Springtime poem (mine).

It’s springtime,

fling yourself
into the green
time, in the
meantime,
while there’s still
time, it’s clean
time, out with
what we don’t need
time, you know
what I mean:
let’s deem ourselves
better than fine,
let’s drink the last
sip of winter’s
wine.

gossamer dandelion

photo by Misha M. Johnson

“The Sun Inside” (yesterday’s poem) (mine).

The Sun Inside

Winter’s over, shake me out, wash me deep

for the first & final time, says the cheap

winter coat I bought for its greenness and for the love

of its fur I could see myself nesting inside

for so many months, my face a cold photograph

in a frame of fuzz, and the goat blood

on the pocket came out as if the whole ordeal

was just a bad dream I could return with free

shipping! That hairdresser was right, you know–

after the initial shock of loss, my hair grew back

faster than ever. And here I am with my cowboy boots

and my cowkid plaid & my broken wristwatch

in the first wet warm days of a Spring I thought

would stand me up like a hot bad date, & the ends

of my hair are light not from dye but from the sun inside.

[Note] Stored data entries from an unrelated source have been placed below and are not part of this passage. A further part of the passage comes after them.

PR #2163, opened 2024-11-27
Remove constant intermediates

Schaeff:
See [added test](https://github.com/powdr-labs/powdr/blob/48de0e832e14da0e5dd5377bc75c6eea55c1bcc6/pilopt/tests/optimizer.rs#L34)

This propagates knowledge about constant intermediates forward in source order. We could run this backwards as well but I think in practice intermediates are defined before usage.


pilopt/src/lib.rs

Poem of April 10th (poem of today) (mine).

The Girl Who Was Winter

 

I don’t understand how a house is built, the piece-by-pieceness of it all.

And why is a hamburger called that–it’s made of beef. Around here

people say “hamburg” and bang their boots together before swinging

their feet into the driver’s seat. Around here the streets are named

after families who still live on them. This I understand. And how quick

it takes a ram to mount a doe—I get it now. The world’s laid out

on the ground and everywhere I step, I step on it. I’m naming

each new season: after winter, white spring. Then mud, then spring,

then storage, then sticks, then logs. Then winter in her new fur coat

lasts long enough to answer everything. She’s the sweet caesura–

not the roadside flare lit as a cry for help, but the help itself.